-- What the task requires --
Collect all lines containing the word "already" from the data.
------ Provided records
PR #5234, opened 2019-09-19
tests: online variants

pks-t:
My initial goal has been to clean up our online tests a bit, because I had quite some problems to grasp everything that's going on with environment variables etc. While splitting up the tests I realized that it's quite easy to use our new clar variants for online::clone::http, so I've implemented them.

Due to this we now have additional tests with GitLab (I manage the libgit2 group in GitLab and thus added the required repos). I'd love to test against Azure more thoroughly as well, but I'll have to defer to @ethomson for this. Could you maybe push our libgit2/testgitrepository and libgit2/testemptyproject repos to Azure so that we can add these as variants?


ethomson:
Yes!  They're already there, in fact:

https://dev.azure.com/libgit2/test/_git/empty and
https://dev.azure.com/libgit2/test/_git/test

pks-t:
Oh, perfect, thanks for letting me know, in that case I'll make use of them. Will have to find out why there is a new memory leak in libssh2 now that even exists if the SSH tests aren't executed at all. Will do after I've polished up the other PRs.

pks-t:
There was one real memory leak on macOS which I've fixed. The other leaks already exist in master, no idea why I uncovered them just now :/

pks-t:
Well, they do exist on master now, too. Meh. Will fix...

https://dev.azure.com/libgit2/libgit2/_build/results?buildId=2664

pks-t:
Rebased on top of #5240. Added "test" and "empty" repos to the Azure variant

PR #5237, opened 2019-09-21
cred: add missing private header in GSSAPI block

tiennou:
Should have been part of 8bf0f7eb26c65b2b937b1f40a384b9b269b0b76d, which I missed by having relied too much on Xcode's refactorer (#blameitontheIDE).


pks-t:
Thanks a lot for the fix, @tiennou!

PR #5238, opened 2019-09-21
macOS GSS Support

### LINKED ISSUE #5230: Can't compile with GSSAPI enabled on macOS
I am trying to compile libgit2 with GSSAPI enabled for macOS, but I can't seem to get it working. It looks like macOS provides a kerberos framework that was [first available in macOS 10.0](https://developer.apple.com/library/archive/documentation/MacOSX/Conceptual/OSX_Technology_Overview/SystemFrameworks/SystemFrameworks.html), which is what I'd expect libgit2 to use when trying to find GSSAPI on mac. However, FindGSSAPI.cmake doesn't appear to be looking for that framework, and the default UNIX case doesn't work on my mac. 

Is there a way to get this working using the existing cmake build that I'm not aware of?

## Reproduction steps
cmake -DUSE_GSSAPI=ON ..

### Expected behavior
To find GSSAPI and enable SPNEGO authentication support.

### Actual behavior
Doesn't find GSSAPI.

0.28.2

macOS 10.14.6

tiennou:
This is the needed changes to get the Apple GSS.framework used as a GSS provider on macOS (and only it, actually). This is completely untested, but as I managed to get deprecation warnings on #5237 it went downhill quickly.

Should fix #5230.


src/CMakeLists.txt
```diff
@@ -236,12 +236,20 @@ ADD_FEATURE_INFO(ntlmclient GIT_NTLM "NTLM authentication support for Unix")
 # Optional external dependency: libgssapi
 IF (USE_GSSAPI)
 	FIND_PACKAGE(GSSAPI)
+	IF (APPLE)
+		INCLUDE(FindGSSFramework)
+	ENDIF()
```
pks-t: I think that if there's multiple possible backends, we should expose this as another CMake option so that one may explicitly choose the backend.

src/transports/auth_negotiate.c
------------
------ Provided records
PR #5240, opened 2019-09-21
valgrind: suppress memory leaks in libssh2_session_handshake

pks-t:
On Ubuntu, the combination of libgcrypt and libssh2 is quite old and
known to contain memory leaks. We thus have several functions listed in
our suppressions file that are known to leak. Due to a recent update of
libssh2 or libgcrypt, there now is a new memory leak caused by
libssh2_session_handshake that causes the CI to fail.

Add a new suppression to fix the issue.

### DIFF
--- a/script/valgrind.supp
------------
-- Response --
Yes!  They're already there, in fact:
There was one real memory leak on macOS which I've fixed. The other leaks already exist in master, no idea why I uncovered them just now :/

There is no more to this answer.